Tidak hanya masalah di atas, ada pula masalah kebijaksanaan struktural yang dikarenakan oleh Agreement on Agriculture (AoA) yang disebut produk dari World Trade Organization (WTO). WTO telah semenjak 2008 mengulas tentang public stockholding (stock pangan) yang ulasannya kembali muncul semenjak Pertemuan Tingkat Menteri (KTM) IX WTO di Bali pada 2013. Beberapa negara anggota WTO hadapi bahasan yang deadlock mengenai rumor public stockholding for food security itu, khususnya di antara Amerika serta India.
Kebijaksanaan WTO batasi bantuan pertanian domestik tidak bisa lebih dari de minimis 10 %. Resikonya jika memberi bantuan pertanian domestik di atas 10 %, karena itu bisa digugat ke Tubuh Penyelesaian Perselisihan WTO oleh negara anggota yang lain. Paling baru, pada 2015 Amerika menuntut Cina untuk semua komoditas pertanian Cina ke Tubuh Penyelesaian Perselisihan WTO.
Baca Juga : Hardware Adalah
Jika kita lihat selama ini, Indonesia terhitung yang paling patuh memberi bantuan pertanian domestik tidak kurang dari 10 %. Beda perihal dengan Cina (35 %), Brazil (11 %), serta India (12 %). Selain itu, persetujuan tentang meningkatkan batas de minimis jadi 15 % masih menggantung antara anggota-anggota WTO sampai sekarang.
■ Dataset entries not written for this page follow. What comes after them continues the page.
PR #6875, opened 2026-03-04
Honor empty <relativePath/> in MavenPomDownloader

Jenson3210:
## Summary

- Distinguish between omitted `<relativePath>` (defaults to `../pom.xml`) and explicit empty `<relativePath/>` (skip local parent lookup) in `MavenPomDownloader`
- Fix affects both `getParentWithinProject()` and the relative-path resolution block in `download()`

## Problem

When a POM declares `<relativePath/>` (empty self-closing tag), Maven skips local parent lookup entirely and goes straight to remote repositories ([DefaultModelBuilder.java#L1048](https://github.com/apache/maven/blob/c94b33c84d4e4851c0fe780d73f0650fea445974/compat/maven-model-builder/src/main/java/org/apache/maven/model/building/DefaultModelBuilder.java#L1048)). OpenRewrite's `MavenPomDownloader` was treating empty `relativePath` the same as omitted because both `null` and `""` pass through `StringUtils.isBlank()`, causing it to default to `../pom.xml` in both cases.

## Solution

Check for empty string explicitly before the `isBlank` fallback:
- `null` (element absent) → default to `../pom.xml`
- `""` (explicit empty `<relativePath/>`) → skip local parent lookup
- non-blank string → use that path

## Test plan

- [x] Existing tests pass (`MavenPomDownloaderTest`, `MavenParserTest`, `ChangeParentPomTest`, `ResolvedPomTest`)
- [x] New test `emptyRelativePathSkipsLocalParentLookup` verifies the fix

- Fixes moderneinc/customer-requests#1950

### DIFF
--- a/rewrite-maven/src/test/java/org/openrewrite/maven/internal/MavenPomDownloaderTest.java
+++ b/rewrite-maven/src/test/java/org/openrewrite/maven/internal/MavenPomDownloaderTest.java
@@ -1117,57 +1117,6 @@ class MavenPomDownloaderTest implements RewriteTest {
               () -> downloader.download(requestedGav, "", resolvedPom, singletonList(nonexistentRepo)));
         }
 
-        @Issue("https://github.com/moderneinc/customer-requests/issues/1950")
-        @Test
-        void emptyRelativePathSkipsPathBasedLookupWithPlaceholderVersion() {
-            // A local parent POM exists at ../pom.xml, but the child specifies <relativePath/>
-            // (empty string) and references the parent with a placeholder version ${my.version}.
-            // Without the fix, the path-based lookup (stage 3) would default relativePath to "..",
-            // find the parent, and accept it because "${" in the version relaxes the version check.
-            // With the fix, stage 3 is skipped entirely due to empty relativePath.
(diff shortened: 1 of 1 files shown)


Jenson3210:
@MBoegers I could use your recent investigations to get bit more insights on this one. 
Is this a valid change?

MBoegers:
**Added another test:**

The test exercises these steps through `download()`:
1. **Stage 1** exact GAV lookup in `projectPomsByGav`: no match because `${my.version} != 1.0.0`
2. **Stage 2** iterate all project POMs, find `test:parent`, try to resolve the placeholder: fails because the parent doesn’t define `my.version`, so `${my.version}` stays unresolved and doesn’t match `1.0.0`
3. **Stage 3** path-based lookup using `relativePath`:
  - **Without fix:** empty `relativePath` defaults to `..`, resolves `child/../pom.xml`, finds the parent, and the `${` in the version relaxes the version check → returns local POM (wrong)
  - **With fix:** empty relativePath means “skip local lookup” → block is skipped entirely
Remote download — falls through to fetch from the nonexistent repo → throws exception

The `assertThrows(Exception.class)` confirms stage 3 was skipped — if it wasn’t, the local POM would be returned and no exception would be thrown.

PR #6879, opened 2026-03-05
Fix getRelativePath throwing on relative paths (JDK 21+)

MBoegers:
## Summary

- `Parser.Input.getRelativePath()` now returns relative paths as-is instead of calling `Path.relativize()` with a mismatched absolute base
- Prevents `IllegalArgumentException` thrown by JDK 21+ when `relativize()` is called with an absolute path against a relative path

## Problem

When a Kotlin stub fails to parse, `KotlinParser` calls `ParseError.build()`, which calls `input.getRelativePath(relativeTo)`. The `relativeTo` from the Gradle plugin is absolute (e.g. `/home/user/project`). The `path` on the `Input` from `KotlinParser.determinePath()` is relative (e.g. `com/example/MyClass.kt`).

On JDK 21+, `Path.relativize()` throws `IllegalArgumentException: 'other' is different type of Path`. This causes parse failures to propagate as uncaught exceptions rather than clean `ParseError` nodes, breaking LST serialization for all Kotlin-containing projects.

- Note: [#6843](https://github.com/openrewrite/rewrite/pull/6843) addressed this issue by removing the `"dependsOn-"` prefix but did not fix the actual crash site in `getRelativePath()`. The stubs are still relative paths, and the `IllegalArgumentException` still occurs.

## Fix

Guard in `getRelativePath()`: if `path` is already relative, return it as-is. `relativize()` is only called when both paths are absolute.

- Closes moderneinc/customer-requests#1954

### DIFF
--- a/rewrite-core/src/main/java/org/openrewrite/Parser.java
+++ b/rewrite-core/src/main/java/org/openrewrite/Parser.java
@@ -208,7 +208,10 @@ public interface Parser {
         }
 
         public Path getRelativePath(@Nullable Path relativeTo) {
-            return relativeTo == null ? path : relativeTo.relativize(path);
+            if (relativeTo == null || !path.isAbsolute()) {
+                return path;
+            }
+            return relativeTo.relativize(path);
         }
 
         public EncodingDetectingInputStream getSource(ExecutionContext ctx) {


timtebeek:
- https://github.com/openrewrite/rewrite/pull/6882

PR #6882, opened 2026-03-05
Fix IllegalArgumentException in KotlinParser when dependsOn paths are relative

jkschneider:
## Summary
- `dependsOn` inputs created via `determinePath` have relative paths, but source inputs may have absolute paths
- When `relativeTo` is absolute, `Path.relativize` throws `IllegalArgumentException` due to the absolute/relative mismatch
- Resolves dependsOn paths against `relativeTo` before relativizing, preventing the crash

## Test plan
- [ ] Verify existing Kotlin parser tests pass
- [ ] Test with Kotlin sources that have absolute paths and dependsOn with relative paths

### DIFF
--- a/rewrite-core/src/main/java/org/openrewrite/Parser.java
+++ b/rewrite-core/src/main/java/org/openrewrite/Parser.java
@@ -208,7 +208,10 @@ public interface Parser {
         }
 
         public Path getRelativePath(@Nullable Path relativeTo) {
-            return relativeTo == null ? path : relativeTo.relativize(path);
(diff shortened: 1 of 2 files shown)


asbachb:
Could you trigger a rebuild of gradle plugin with this fix included?

timtebeek:
Hi @asbachb ; the fix should already be available through [our snapshot versions](https://docs.openrewrite.org/reference/snapshot-instructions); we'll resume our regular release schedule next week. Hope that helps!

PR #6892, opened 2026-03-09
Capture Spring dependency-management plugin managed versions in GradleProject marker

Jenson3210:
## Summary

- Introduces `SpringDependencyManagement` as a dedicated serializable model capturing the full state of the Spring `io.spring.dependency-management` plugin
- Separates implicit (BOM-imported) versions from explicit (`dependencyManagement { dependencies {} }`) versions
- Captures `overriddenByDependencies` flag and imported BOM coordinates
- Supports both global and configuration-specific dependency management
- Moved reflection logic from `GradleProjectBuilder` into `SpringDependencyManagement` itself

## Problem

When the Spring dependency-management plugin is applied, it overrides dependency versions via Gradle's resolution strategy. Recipes that try to bump a dependency version by editing the `dependencies {}` block fail silently because the plugin takes precedence. The GradleProject marker had no way to indicate which dependencies are managed by this plugin, so recipes couldn't make informed decisions about *how* to change a version.

## Solution

A new `SpringDependencyManagement` class models the plugin's internal state using deep reflection into the `DependencyManagementExtension`:

- **`DependencyManagement`** (inner class): Holds `implicitVersions` (from BOMs), `explicitVersions` (from `dependencyManagement { dependencies {} }`), and `importedBoms` (list of `GroupArtifactVersion`)
- **`overriddenByDependencies`**: When true (default), explicit versions in `dependencies {}` take precedence over BOM versions. When false, BOM versions always win.
- **`globalDependencyManagement`**: The global managed versions (from `dependencyManagement {}` without a configuration scope)
- **`configurationDependencyManagement`**: Per-configuration managed versions (from `dependencyManagement { implementation { ... } }`)
- **`getManagedVersion(configuration, group, name)`**: Resolves the effective managed version, respecting `overriddenByDependencies` ordering

The field lives on `GradleProject` as `@Nullable SpringDependencyManagement springDependencyManagement`, null when the plugin is not applied (backward-compatible with old serialized markers).

### Files changed

- **`SpringDependencyManagement.java`** (new) — Serializable model with inner `DependencyManagement` class. Contains the reflective extraction logic (`springDependencyManagement(Project)`), accessing private fields (`dependencyManagementSettings`, `dependencyManagementContainer`, `versions`, `explicitVersions`, `importedBoms`).
- **`GradleProject.java`** — New `@Nullable SpringDependencyManagement springDependencyManagement` field with `@With`. Updated constructor calls.
- **`GradleDependencyConfiguration.java`** — Removed `springDependencyManagementManagedVersions` field (moved to project-level `SpringDependencyManagement`). Reverted deprecated constructors and `clone()`.
- **`GradleProjectBuilder.java`** — Calls `SpringDependencyManagement.springDependencyManagement(project)` and passes result to `GradleProject` constructor. Removed old reflection method.
- **`GradleSettingsBuilder.java`** — Updated `dependencyConfigurations()` call signature.
- **`Assertions.java`** — Updated `GradleProject` constructor call.
- **`GradleProjectTest.java`** — Three test classes: `springDependencyManagement` (with `overriddenByDependencies=false`), `springDependencyManagementOverriddenByDependencies` (default `true`), and `noSpringPlugin` (null marker).

## Test plan

- [x] BOM-managed versions captured (Spring Boot BOM, explicit JUnit BOM import)
- [x] Explicit `dependencyManagement { dependencies {} }` entries captured
- [x] Unmanaged dependencies return null (both absent and present in project)
- [x] `overriddenByDependencies=false`: managed version returned even when dependency declares a newer version
- [x] `overriddenByDependencies=true` (default): BOM version still reported for managed deps
- [x] Spring Boot starters managed with and without explicit version
- [x] `overriddenByDependencies` flag correctly captured for both true and false
- [x] Serialization round-trip preserves the model
- [x] Null when Spring plugin is not applied
- [x] All existing `:rewrite-gradle-tooling-model:model:test` tests pass

### DIFF
--- a/rewrite-gradle/src/main/java/org/openrewrite/gradle/marker/SpringDependencyManagement.java
+++ b/rewrite-gradle/src/main/java/org/openrewrite/gradle/marker/SpringDependencyManagement.java
@@ -44,21 +44,16 @@ public final class SpringDependencyManagement implements Serializable {
      * project's dependencies. The default is {@code true}.
      */
     @Builder.Default
-    private final
     boolean overriddenByDependencies = true;
 
-    @Nullable
-    @Builder.Default
-    private final
-    DependencyManagement globalDependencyManagement = null;
+    DependencyManagement globalDependencyManagement;
 
     @Builder.Default
     @With
-    private final
     Map<String, DependencyManagement> configurationDependencyManagement = emptyMap();
 
     @JsonCreator
-    public SpringDependencyManagement(boolean overriddenByDependencies, @Nullable DependencyManagement globalDependencyManagement, Map<String, DependencyManagement> configurationDependencyManagement) {
+    public SpringDependencyManagement(boolean overriddenByDependencies, DependencyManagement globalDependencyManagement, Map<String, DependencyManagement> configurationDependencyManagement) {
         this.overriddenByDependencies = overriddenByDependencies;
         this.globalDependencyManagement = globalDependencyManagement;
         this.configurationDependencyManagement = configurationDependencyManagement;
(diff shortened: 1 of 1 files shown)


Jenson3210:
@shanman190 Tim mentioned your early eyes on something like this would be nice. 

Reasoning of adding this: 
- when FFVD bumps a vulnerability (eg. jackson-core) it tries to identify a direct dependency it can bump:
```
    some-dependency
        spring-boot-starter-x
            jackson-core
```

This would bump `some-dependency` if there is a newer version that brings a higher version of `spring-boot-starter`. 
However, spring boot starter version is managed by the dependency management plugin -> jackson is not effectively bumped. The FFVD however sees that the file was changed so does not attempt a constraint addition. 

If we have this I could update the logic in FFVD to search for a direct one to bump but do not consider `some-dependency` as a direct candidate as it will not resolve the jackson-core vulnerability. 

WDYT?

shanman190:
So I'd have to test again, but I think constraints have lower precedence than resolution strategy rules, meaning that since the Spring Dependency Management plugin uses resolution strategy rules we would have to add specific property overrides on each of the target transitive dependencies in order for them to take effect.

Jenson3210:
@shanman190 you are right about that but the upgradeTransitiveDependency will handle that. Running it for a transitive one when the spring plugin is active results in a constraint being created as resulutionatrategy.

Jenson3210:
Was able to work with the existing Constraints here.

Oleh karenanya, rumor public stockholding di WTO ini diinginkan bisa ditempuh lewat plurilateral agreement agar jadi kesepakatan yang diutamakan buat kebutuhan beberapa negara yang fokus pada bidang pertanian. Diplomasi di antara Kementerian Pertanian, Kementerian Luar Negeri, serta Kementerian Perdagangan ini diinginkan bisa membuat breakthrough di sampai persetujuan bersejarah di rumor pertanian di WTO agar terlepas dari perangkap kebijaksanaan pangan dunia.